Within the records, find every line that includes the word "order" and copy it.

Saved entries
+-------+

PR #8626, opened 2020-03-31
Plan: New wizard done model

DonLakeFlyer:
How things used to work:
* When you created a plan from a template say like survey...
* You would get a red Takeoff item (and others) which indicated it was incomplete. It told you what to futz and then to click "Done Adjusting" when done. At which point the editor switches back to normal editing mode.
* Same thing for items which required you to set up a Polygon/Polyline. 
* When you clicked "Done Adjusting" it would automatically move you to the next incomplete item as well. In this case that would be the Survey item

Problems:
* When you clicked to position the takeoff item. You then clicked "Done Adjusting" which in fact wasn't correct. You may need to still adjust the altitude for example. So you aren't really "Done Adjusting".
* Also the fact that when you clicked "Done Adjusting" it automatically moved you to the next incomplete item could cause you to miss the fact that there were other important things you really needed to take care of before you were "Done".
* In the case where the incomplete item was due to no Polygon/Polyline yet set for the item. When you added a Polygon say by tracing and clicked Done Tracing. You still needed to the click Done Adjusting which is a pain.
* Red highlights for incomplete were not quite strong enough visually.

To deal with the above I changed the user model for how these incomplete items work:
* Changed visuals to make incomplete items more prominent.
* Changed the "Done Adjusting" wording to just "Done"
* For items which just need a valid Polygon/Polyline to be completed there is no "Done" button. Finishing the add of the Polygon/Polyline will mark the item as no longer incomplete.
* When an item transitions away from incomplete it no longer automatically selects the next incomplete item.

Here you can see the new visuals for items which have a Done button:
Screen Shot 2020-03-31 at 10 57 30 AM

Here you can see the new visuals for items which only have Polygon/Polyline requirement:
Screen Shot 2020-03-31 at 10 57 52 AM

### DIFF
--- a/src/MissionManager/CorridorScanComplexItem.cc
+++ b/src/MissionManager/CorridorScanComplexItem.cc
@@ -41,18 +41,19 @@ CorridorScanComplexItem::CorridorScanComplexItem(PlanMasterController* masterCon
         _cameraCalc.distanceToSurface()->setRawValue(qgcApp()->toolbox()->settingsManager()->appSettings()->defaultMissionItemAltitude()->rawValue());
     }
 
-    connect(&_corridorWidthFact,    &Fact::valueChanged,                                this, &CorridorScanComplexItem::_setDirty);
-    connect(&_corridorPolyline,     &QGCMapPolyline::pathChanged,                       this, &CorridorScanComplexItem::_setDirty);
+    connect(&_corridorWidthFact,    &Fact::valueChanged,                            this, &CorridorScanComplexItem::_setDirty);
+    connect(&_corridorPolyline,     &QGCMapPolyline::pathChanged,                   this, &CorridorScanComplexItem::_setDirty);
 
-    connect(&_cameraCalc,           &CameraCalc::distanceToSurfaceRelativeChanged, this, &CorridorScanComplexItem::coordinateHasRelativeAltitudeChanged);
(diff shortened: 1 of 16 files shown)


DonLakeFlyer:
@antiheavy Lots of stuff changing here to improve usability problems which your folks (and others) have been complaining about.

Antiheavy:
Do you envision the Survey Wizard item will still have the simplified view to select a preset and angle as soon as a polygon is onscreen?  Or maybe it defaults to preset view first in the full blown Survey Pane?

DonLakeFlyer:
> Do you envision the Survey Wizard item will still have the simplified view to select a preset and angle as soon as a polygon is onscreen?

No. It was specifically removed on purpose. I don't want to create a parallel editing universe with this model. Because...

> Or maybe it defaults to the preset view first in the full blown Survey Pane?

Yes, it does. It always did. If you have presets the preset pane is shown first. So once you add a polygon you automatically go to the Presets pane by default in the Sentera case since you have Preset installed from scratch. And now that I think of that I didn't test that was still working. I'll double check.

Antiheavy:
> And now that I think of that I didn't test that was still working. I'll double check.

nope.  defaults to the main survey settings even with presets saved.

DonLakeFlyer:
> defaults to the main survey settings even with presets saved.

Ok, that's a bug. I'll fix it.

+-------+

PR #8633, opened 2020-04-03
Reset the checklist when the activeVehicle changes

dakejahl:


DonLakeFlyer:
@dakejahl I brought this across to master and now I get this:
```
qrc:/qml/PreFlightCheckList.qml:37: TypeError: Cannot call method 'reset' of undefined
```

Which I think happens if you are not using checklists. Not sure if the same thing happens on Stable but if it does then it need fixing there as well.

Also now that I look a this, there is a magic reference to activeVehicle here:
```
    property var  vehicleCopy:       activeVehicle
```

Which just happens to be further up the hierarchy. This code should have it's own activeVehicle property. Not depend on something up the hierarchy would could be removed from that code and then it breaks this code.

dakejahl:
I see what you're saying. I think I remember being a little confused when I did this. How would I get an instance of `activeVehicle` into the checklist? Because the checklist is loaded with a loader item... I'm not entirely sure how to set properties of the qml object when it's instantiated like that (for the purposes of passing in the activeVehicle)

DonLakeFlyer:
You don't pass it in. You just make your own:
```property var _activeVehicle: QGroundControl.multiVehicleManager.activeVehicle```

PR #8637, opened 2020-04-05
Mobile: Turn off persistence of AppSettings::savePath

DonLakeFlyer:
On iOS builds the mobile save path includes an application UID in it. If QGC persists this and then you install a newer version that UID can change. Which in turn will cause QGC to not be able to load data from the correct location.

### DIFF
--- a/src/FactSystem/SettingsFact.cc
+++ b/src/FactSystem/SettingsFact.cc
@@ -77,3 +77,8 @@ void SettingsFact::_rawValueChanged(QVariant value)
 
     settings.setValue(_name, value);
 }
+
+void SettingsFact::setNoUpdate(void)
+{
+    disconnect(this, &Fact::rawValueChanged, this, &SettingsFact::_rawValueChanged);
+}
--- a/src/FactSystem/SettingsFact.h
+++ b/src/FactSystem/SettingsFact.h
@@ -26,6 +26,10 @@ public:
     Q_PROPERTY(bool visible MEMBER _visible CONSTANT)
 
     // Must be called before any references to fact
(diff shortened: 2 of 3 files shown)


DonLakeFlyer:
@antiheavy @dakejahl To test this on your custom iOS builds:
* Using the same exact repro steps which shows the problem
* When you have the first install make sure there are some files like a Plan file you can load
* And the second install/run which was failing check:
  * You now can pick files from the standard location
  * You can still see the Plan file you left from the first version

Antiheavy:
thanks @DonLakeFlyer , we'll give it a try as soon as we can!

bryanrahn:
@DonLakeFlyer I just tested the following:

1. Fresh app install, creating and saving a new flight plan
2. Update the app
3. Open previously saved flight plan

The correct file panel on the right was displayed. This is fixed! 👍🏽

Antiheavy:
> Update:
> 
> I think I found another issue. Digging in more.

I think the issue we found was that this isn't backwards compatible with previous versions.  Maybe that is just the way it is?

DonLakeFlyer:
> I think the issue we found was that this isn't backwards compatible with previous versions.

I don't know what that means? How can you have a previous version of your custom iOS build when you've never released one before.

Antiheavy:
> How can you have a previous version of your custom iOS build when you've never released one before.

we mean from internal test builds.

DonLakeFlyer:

+-------+

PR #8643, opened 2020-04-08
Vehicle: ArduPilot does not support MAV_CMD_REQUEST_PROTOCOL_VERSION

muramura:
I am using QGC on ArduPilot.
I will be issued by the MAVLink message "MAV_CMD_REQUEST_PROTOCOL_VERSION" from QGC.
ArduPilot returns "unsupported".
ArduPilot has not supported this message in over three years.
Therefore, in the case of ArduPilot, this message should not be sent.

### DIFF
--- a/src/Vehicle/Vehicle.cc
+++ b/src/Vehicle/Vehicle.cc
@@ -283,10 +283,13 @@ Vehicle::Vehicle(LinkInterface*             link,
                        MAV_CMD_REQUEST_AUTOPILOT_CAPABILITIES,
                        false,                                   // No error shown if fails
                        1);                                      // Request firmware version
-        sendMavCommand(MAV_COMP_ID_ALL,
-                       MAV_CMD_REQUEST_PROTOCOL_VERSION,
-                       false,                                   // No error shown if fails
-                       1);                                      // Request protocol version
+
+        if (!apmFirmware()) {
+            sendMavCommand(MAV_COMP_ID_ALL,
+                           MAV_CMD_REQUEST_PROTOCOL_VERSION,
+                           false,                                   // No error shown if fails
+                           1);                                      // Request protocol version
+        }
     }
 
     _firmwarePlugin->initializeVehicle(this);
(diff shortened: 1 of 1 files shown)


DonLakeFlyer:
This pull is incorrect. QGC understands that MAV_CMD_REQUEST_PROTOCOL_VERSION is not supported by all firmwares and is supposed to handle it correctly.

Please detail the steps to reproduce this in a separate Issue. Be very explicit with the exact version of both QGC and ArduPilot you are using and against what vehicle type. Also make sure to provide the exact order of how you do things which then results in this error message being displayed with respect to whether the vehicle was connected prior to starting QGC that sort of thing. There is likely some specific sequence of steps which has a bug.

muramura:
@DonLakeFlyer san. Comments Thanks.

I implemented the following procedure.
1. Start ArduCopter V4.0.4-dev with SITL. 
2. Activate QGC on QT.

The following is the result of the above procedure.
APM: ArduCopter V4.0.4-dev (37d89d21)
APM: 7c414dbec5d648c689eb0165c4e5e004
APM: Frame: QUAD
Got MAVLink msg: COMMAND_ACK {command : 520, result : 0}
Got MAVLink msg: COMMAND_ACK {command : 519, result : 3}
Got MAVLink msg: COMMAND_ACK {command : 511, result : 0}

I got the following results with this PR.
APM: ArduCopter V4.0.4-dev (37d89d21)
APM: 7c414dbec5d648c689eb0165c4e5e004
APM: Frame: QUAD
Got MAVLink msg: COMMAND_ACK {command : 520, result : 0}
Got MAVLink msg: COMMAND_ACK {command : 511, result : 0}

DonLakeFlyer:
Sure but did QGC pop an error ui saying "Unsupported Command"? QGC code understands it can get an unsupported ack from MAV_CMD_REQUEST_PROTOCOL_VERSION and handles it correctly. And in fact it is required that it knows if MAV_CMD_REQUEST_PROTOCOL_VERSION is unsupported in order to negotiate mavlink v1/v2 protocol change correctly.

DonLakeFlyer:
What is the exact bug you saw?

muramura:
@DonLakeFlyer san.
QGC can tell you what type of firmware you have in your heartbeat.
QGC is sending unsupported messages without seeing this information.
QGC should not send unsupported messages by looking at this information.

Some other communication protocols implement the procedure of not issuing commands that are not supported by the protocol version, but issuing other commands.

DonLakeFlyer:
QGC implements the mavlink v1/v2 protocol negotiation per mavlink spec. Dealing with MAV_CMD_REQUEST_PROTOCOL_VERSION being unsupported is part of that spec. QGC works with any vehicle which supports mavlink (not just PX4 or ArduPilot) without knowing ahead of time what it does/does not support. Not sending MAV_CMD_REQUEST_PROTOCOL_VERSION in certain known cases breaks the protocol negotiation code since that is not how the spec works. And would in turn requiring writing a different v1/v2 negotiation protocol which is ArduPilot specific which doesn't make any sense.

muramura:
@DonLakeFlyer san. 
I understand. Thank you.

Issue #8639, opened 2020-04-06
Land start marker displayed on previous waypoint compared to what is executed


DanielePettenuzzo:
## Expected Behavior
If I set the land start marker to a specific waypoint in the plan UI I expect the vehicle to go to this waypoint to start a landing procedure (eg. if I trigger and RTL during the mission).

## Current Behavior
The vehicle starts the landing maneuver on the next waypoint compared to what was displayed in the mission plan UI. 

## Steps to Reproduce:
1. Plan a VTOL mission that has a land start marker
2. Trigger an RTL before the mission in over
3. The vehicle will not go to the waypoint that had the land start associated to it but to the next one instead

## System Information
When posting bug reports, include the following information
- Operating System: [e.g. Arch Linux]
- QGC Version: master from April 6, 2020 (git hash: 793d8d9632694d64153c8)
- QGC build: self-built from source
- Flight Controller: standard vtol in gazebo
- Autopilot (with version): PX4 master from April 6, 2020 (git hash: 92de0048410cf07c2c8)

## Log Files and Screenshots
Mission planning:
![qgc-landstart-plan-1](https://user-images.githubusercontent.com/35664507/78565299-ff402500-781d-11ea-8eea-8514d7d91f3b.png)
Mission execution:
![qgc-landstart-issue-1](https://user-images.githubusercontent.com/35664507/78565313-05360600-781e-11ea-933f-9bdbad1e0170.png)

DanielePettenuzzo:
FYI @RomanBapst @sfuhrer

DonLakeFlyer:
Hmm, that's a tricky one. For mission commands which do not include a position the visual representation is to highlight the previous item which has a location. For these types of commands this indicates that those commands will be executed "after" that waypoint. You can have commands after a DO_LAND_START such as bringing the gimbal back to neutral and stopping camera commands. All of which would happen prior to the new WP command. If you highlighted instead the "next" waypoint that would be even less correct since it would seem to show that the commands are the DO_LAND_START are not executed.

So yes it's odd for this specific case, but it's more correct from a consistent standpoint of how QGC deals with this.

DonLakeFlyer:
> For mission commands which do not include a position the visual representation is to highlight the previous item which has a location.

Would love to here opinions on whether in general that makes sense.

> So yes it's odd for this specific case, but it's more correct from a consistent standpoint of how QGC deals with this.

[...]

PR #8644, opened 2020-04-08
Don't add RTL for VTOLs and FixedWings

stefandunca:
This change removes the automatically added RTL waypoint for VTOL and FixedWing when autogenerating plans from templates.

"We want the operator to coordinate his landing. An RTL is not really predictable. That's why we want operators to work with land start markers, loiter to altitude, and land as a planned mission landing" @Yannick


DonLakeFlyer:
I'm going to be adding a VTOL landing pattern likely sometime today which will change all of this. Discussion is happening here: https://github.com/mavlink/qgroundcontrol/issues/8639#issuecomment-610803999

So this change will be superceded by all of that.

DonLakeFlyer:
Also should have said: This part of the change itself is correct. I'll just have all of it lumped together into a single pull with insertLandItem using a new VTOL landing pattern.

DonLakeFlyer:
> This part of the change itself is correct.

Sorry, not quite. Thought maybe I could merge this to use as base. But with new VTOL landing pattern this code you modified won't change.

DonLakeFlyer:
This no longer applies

+-------+

### SOLUTION TO THIS TASK
Please detail the steps to reproduce this in a separate Issue. Be very explicit with the exact version of both QGC and ArduPilot you are using and against what vehicle type. Also make sure to provide the exact order of how you do things which then results in this error message being displayed with respect to whether the vehicle was connected prior to starting QGC that sort of thing. There is likely some specific sequence of steps which has a bug.
Sure but did QGC pop an error ui saying "Unsupported Command"? QGC code understands it can get an unsupported ack from MAV_CMD_REQUEST_PROTOCOL_VERSION and handles it correctly. And in fact it is required that it knows if MAV_CMD_REQUEST_PROTOCOL_VERSION is unsupported in order to negotiate mavlink v1/v2 protocol change correctly.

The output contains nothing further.